Extracting Key-Value Pairs Using GdPicture.NET SDK

Jonathan D. Rhyne

November 5, 2023

Extracting Key-Value Pairs Using GdPicture.NET SDK

This article will cover what key-value pairs (KVPs) are, how they’re used, and how GdPicture.NET’s KVP extraction engine extracts them from documents that contain unstructured data.

What Are Key-Value Pairs?

In the context of a document, key-value pairs are a way of organizing data or information. These pairs are made up of keys and values. Depending on the type of document, the key-value pairs can be different.

For example, key-value pairs on invoices can be the following:

Key	Value
Invoice Number	No 00162
Billing Date	20/09/2022
Total	1,165.10€

Here’s an example of key-value pair fields on a government form:

Key	Value
Company Name	Nutrient GmbH
Registration Number	FN 548939p
Date of Incorporation	04/10/2013

Extracting Key-Value Pairs

It’s easy to get key-value pairs from structured documents like Excel files because the values are all named. However, a majority of documents have unstructured data. For these documents, a KVP extraction tool is required to retrieve the information.

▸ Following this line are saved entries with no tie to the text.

PR #67, opened 2021-07-28
PM-3562: Validate a checkpointing certificate.

aakoshh:
Add `CheckpointCertificate.validate` so that the Interpreter implementations can rely on a function provided by the library to verify the contents.

### DIFF
--- a/metronome/checkpointing/models/props/src/io/iohk/metronome/checkpointing/models/CheckpointCertificateProps.scala
+++ b/metronome/checkpointing/models/props/src/io/iohk/metronome/checkpointing/models/CheckpointCertificateProps.scala
@@ -56,6 +56,14 @@ object CheckpointCertificateProps extends Properties("CheckpointCertificate") {
         ).map(ByteVector(_)).reduce(_ ++ _)
     )
 
+  /** Extends a chain of blocks `n` more times.
+    *
+    * The `ancestors` are ordered so that the `head` is the most recent block,
+    * the one which should be used as the parent for the extension.
+    *
+    * The return value is reversed so the oldest block is the `head` and the tip is the `last` item.
+    * This can be used to put into the `CheckpointCertificate` in the same order.
+    */
   def buildChain(
       n: Int,
       parentLedger: Ledger,
--- a/metronome/checkpointing/models/props/src/io/iohk/metronome/checkpointing/models/CheckpointCertificateProps.scala
+++ b/metronome/checkpointing/models/props/src/io/iohk/metronome/checkpointing/models/CheckpointCertificateProps.scala
@@ -16,13 +16,18 @@ import io.iohk.metronome.hotstuff.consensus.basic.{
 }
 import java.security.SecureRandom
 import org.scalacheck._
-import org.scalacheck.Prop.{forAll, propBoolean}
+import org.scalacheck.Prop.{forAll, forAllNoShrink, propBoolean}
 import scodec.bits.ByteVector
+import scala.util.Random
 
 object CheckpointCertificateProps extends Properties("CheckpointCertificate") {
   import ArbitraryInstances._
   import Arbitrary.arbitrary
   import RLPCodecs._
+
+  // Testing with real signatures is rather slow.
+  override def overrideParameters(p: Test.Parameters): Test.Parameters =
+    p.withMinSuccessfulTests(20)
 
   implicit val genFederation: Gen[
     (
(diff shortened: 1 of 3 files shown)


metronome/checkpointing/models/src/io/iohk/metronome/checkpointing/models/MerkleTree.scala
```diff
@@ -117,6 +117,9 @@ object MerkleTree {
       }
     }
 
+    val maxLeafIndex = (1 << proof.siblingPath.length) - 1
```
aakoshh, line 120: This is required so for example on a single element tree a `Proof(4, Nil)` is not accepted, only `Proof(0, Nil)`, otherwise it would mean the `CheckpointCertificate` is malleable by adding arbitrarily large numbers as long as the LSB side that the verification uses is correct.

metronome/checkpointing/models/props/src/io/iohk/metronome/checkpointing/models/CheckpointCertificateProps.scala
```diff
@@ -0,0 +1,204 @@
...
+        ).map(ByteVector(_)).reduce(_ ++ _)
+    )
+
+  def buildChain(
+      n: Int,
+      parentLedger: Ledger,
+      ancestors: NonEmptyList[Block.Header]
+  ): Gen[NonEmptyList[Block.Header]] =
+    if (n == 0) {
+      Gen.const(ancestors.reverse)
```
lemastero, line 65: It is unclear for me why we reverse as the last step. Maybe a short description what this Gen achieve?

metronome/checkpointing/models/props/src/io/iohk/metronome/checkpointing/models/CheckpointCertificateProps.scala
```diff
@@ -0,0 +1,204 @@
...
+    candidate <- arbitrary[Transaction.CheckpointCandidate]
+    txnsPre   <- arbitrary[Vector[Transaction]]
+    txnsPost  <- arbitrary[Vector[Transaction.ProposerBlock]]
+    txns = txnsPre ++ Vector(candidate) ++ txnsPost
+
+    parent <- arbitrary[Block.Header]
+    ledger <- arbitrary[Ledger].map(_ update txns)
+    block = Block.make(parent, ledger.hash, Block.Body(txns))
+
+    chainLength <- Gen.choose(0, 5)
```
lemastero, line 84: Any particular reason for chain length 5? Would it make sense to use e.g. 20 or something large in general here?

metronome/checkpointing/models/src/io/iohk/metronome/checkpointing/models/CheckpointCertificate.scala
```diff
@@ -31,14 +34,65 @@ case class CheckpointCertificate(
...
+    * and a list of `Block.Header`s leading up to the `QuorumCertifictate` that proves the
+    * BFT agreement over the contents.
+    */
   def construct(
       block: Block,
       headers: NonEmptyList[Block.Header],
       commitQC: QuorumCertificate[CheckpointingAgreement, Phase.Commit]
-  ): Option[CheckpointCertificate] =
+  ): Option[CheckpointCertificate] = {
+    assert(block.hash == headers.head.hash)
```
lemastero, line 47: So we intentionally do not return information that block header do not match (return Option rather Either)?

metronome/checkpointing/models/src/io/iohk/metronome/checkpointing/models/MerkleTree.scala
lemastero: That looks like excellent comment to be placed in code.

metronome/checkpointing/models/props/src/io/iohk/metronome/checkpointing/models/CheckpointCertificateProps.scala
aakoshh: No reason. Hopefully we won't see chains that big in practice, as it would mean that HotStuff could not reach quorum over 20 views. For the testing purposes, we just have to have a chain with length ranging from 1 to "some", so we can detect any errors mixing up the `head` and `last`, all the in-between headers have to just pass the same rule of parent-child realationship.

metronome/checkpointing/models/src/io/iohk/metronome/checkpointing/models/CheckpointCertificate.scala
aakoshh: You're asking why there's an `assert` rather than a "error" return value like `Left`, right?

This assertion is just to make sure we're calling this method with the right data. It would be a programming error if we passed something else, so this just puts into code what's in the comments, to catch simple ordering errors early during development. In practice we should never call it with invalid data, so there's no reason to be prepared for an error to be returned due to these reasons.

metronome/checkpointing/models/props/src/io/iohk/metronome/checkpointing/models/CheckpointCertificateProps.scala
aakoshh: Added docstring.

metronome/checkpointing/models/src/io/iohk/metronome/checkpointing/models/CheckpointCertificate.scala
aakoshh: Basically just sanity checking that [these comments](https://github.com/input-output-hk/metronome/blob/f2d70763dc36e37bd18c851e5d1707c255f094f3/metronome/checkpointing/models/src/io/iohk/metronome/checkpointing/models/CheckpointCertificate.scala#L25-L33) are taken into account.

metronome/checkpointing/models/src/io/iohk/metronome/checkpointing/models/CheckpointCertificate.scala
```diff
@@ -31,14 +34,65 @@ case class CheckpointCertificate(
...
+      signing: Signing[CheckpointingAgreement]
+  ): Either[String, Validated[Transaction.CheckpointCandidate]] = {
+    def check(
+        message: String
+    )(cond: Boolean): Either[String, Unit] =
+      Either.cond(cond, (), message)
+
+    for {
+      _ <- check(
+        "The headers do not correspond to a chain of parent-child blocks."
```
lemastero, line 73: Would it make sense to say this in positive terms (remove "do not"):
"The headers correspond to a chain of parent-child blocks." etc.

lemastero (commented):
Very nicely structured code. I left a few comments to clarify.

metronome/checkpointing/models/src/io/iohk/metronome/checkpointing/models/MerkleTree.scala
aakoshh: Done.

metronome/checkpointing/models/src/io/iohk/metronome/checkpointing/models/CheckpointCertificate.scala
aakoshh: I know what you mean, it looks like a statement that already happened, but it becomes an error message where it makes sense this way :-/ 

Scalaz used to have some syntax for validation where it was like `condtion \/ "Whatever failed."`, I'll see if I can reorder it to make it look more natural.

aakoshh: Changed it to `test orError "This failed."` pattern. Does that work better?

aakoshh: I guess alternatively I could use `must be` as a positive term, like `check("The Commit Q.C. must be valid.", signing.validate(commitQC))`.

lemastero: I was not aware that this becomes error message. In that case I am fine with this :)

lemastero (approved):
LGTM 👍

Intelligent document processing (IDP) extracts data from unstructured and semi-structured documents using optical character recognition (OCR) and artificial intelligence (AI) technologies.

In such cases, the extraction of key-value pairs involves two tasks:

Using OCR technology to recognize unstructured information and text in a document.
Using machine learning (ML) and deep learning (DL) to make sense of the unstructured information by composing links between different parts of the extracted text.

The next sections will talk about why these two approaches have limitations when used separately, as well as why they should be combined for the most reliable results.

The Disadvantages of Only Using Traditional OCR

Extracting data with the traditional OCR approach is based on heuristics. The most important limitation of the traditional OCR approach is that it needs to use a different template for each document type. This works well for simple documents with structured data. However, extracting data with the traditional OCR approach doesn’t perform well with unstructured or semi-structured documents.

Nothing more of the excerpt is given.